• ACTIVITY
Gather, from the listing beneath this task, every line holding the string "exists".

• DATASET CONTENT
==============================

PR #6458, opened 2026-06-18
Fix tool-search advisor auto-config ordering

tzolov:
Order ToolSearchAdvisorAutoConfiguration after ToolCallingAutoConfiguration so ToolCallingManager exists when its @ConditionalOnBean is evaluated. 
Without it, the tool-search builder backs off and ChatClientAutoConfiguration contributes the default ToolCallingAdvisor.Builder instead.

Add regression tests loading all three auto-configurations together.

### DIFF
--- a/auto-configurations/advisors/spring-ai-autoconfigure-tool-search-advisor/pom.xml
+++ b/auto-configurations/advisors/spring-ai-autoconfigure-tool-search-advisor/pom.xml
@@ -46,6 +46,16 @@
 			<optional>true</optional>
 		</dependency>
 
+		<!-- Optional compile-time dependency so @AutoConfiguration can reference
+		     ToolCallingAutoConfiguration.class for ordering (afterName equivalent).
+		     Marked optional to avoid leaking onto consumers' classpaths. -->
+		<dependency>
+			<groupId>org.springframework.ai</groupId>
+			<artifactId>spring-ai-autoconfigure-model-tool</artifactId>
+			<version>${project.parent.version}</version>
+			<optional>true</optional>
+		</dependency>
+
 		<!-- Optional: VectorStore support for VectorToolIndex auto-configuration -->
 		<dependency>
 			<groupId>org.springframework.ai</groupId>
@@ -75,14 +85,6 @@
 		<dependency>
 			<groupId>org.springframework.ai</groupId>
 			<artifactId>spring-ai-test</artifactId>
-			<version>${project.parent.version}</version>
-			<scope>test</scope>
-		</dependency>
-
-		<!-- Provides ToolCallingAutoConfiguration to verify auto-configuration ordering -->
-		<dependency>
-			<groupId>org.springframework.ai</groupId>
-			<artifactId>spring-ai-autoconfigure-model-tool</artifactId>
 			<version>${project.parent.version}</version>
 			<scope>test</scope>
 		</dependency>
--- a/auto-configurations/advisors/spring-ai-autoconfigure-tool-search-advisor/pom.xml
+++ b/auto-configurations/advisors/spring-ai-autoconfigure-tool-search-advisor/pom.xml
@@ -79,6 +79,14 @@
 			<scope>test</scope>
 		</dependency>
 
+		<!-- Provides ToolCallingAutoConfiguration to verify auto-configuration ordering -->
+		<dependency>
+			<groupId>org.springframework.ai</groupId>
+			<artifactId>spring-ai-autoconfigure-model-tool</artifactId>
+			<version>${project.parent.version}</version>
+			<scope>test</scope>
+		</dependency>
+
 		<dependency>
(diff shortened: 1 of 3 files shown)


auto-configurations/advisors/spring-ai-autoconfigure-tool-search-advisor/src/main/java/org/springframework/ai/chat/client/advisor/toolsearch/autoconfigure/ToolSearchAdvisorAutoConfiguration.java
```diff
@@ -74,7 +74,8 @@
  * @author Christian Tzolov
  * @since 2.0.0
  */
-@AutoConfiguration(beforeName = "org.springframework.ai.model.chat.client.autoconfigure.ChatClientAutoConfiguration")
+@AutoConfiguration(afterName = "org.springframework.ai.model.tool.autoconfigure.ToolCallingAutoConfiguration",
```
ericbottard: Please add comments here that justify each attribute

ericbottard:
> Order ToolSearchAdvisorAutoConfiguration after ToolCallingAutoConfiguration so ToolCallingManager exists when its @ConditionalOnBean is evaluated.

Your justification talks about ONE reason to order, yet the change adds TWO attributes. Could you please clarify?

auto-configurations/advisors/spring-ai-autoconfigure-tool-search-advisor/pom.xml
```diff
@@ -79,6 +79,14 @@
 			<scope>test</scope>
 		</dependency>
 
+		<!-- Provides ToolCallingAutoConfiguration to verify auto-configuration ordering -->
+		<dependency>
+			<groupId>org.springframework.ai</groupId>
+			<artifactId>spring-ai-autoconfigure-model-tool</artifactId>
+			<version>${project.parent.version}</version>
+			<scope>test</scope>
```
ericbottard: Would be even better IMO to add this as compile-time, optional dependency so that we can refer to the `.class` literal. With a comment explanation in the pom here.

auto-configurations/advisors/spring-ai-autoconfigure-tool-search-advisor/src/main/java/org/springframework/ai/chat/client/advisor/toolsearch/autoconfigure/ToolSearchAdvisorAutoConfiguration.java
```diff
@@ -74,7 +74,8 @@
...
+		beforeName = "org.springframework.ai.model.chat.client.autoconfigure.ChatClientAutoConfiguration")
```
ericbottard: After more thorough review, this would be better handled as a `.class` `after` in `ChatClientAutoConfiguration` (it already has `ToolCallingAutoConfiguration`)

ericbottard (changes requested):

auto-configurations/advisors/spring-ai-autoconfigure-tool-search-advisor/src/main/java/org/springframework/ai/chat/client/advisor/toolsearch/autoconfigure/ToolSearchAdvisorAutoConfiguration.java
tzolov: The ChatClientAutoConfiguration has already the `@AutoConfiguration(after = ToolCallingAutoConfiguration.class)`, but apparently this still leaves room for ambiguity. I guess this is the reason we missed this

tzolov:
> > Order ToolSearchAdvisorAutoConfiguration after ToolCallingAutoConfiguration so ToolCallingManager exists when its @ConditionalOnBean is evaluated.
> 
> Your justification talks about ONE reason to order, yet the change adds TWO attributes. Could you please clarify?

I've added javadoc. This PR adds only one extra attribute, the before one already existed. 
The last 2 tests in ToolSearchAdvisorAutoConfigurationTests.java‎ illustrate the issue. Remove the after and run the tests

auto-configurations/advisors/spring-ai-autoconfigure-tool-search-advisor/src/main/java/org/springframework/ai/chat/client/advisor/toolsearch/autoconfigure/ToolSearchAdvisorAutoConfiguration.java
ericbottard: Careful, I said it has `ToolCallingAutoConfiguration`, not `ToolSearchAdvisorAutoConfiguration`, so that was completely normal. My comment still stands.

==============================

• SOLUTION TO THIS TASK
Order ToolSearchAdvisorAutoConfiguration after ToolCallingAutoConfiguration so ToolCallingManager exists when its @ConditionalOnBean is evaluated. 
> Order ToolSearchAdvisorAutoConfiguration after ToolCallingAutoConfiguration so ToolCallingManager exists when its @ConditionalOnBean is evaluated.
> > Order ToolSearchAdvisorAutoConfiguration after ToolCallingAutoConfiguration so ToolCallingManager exists when its @ConditionalOnBean is evaluated.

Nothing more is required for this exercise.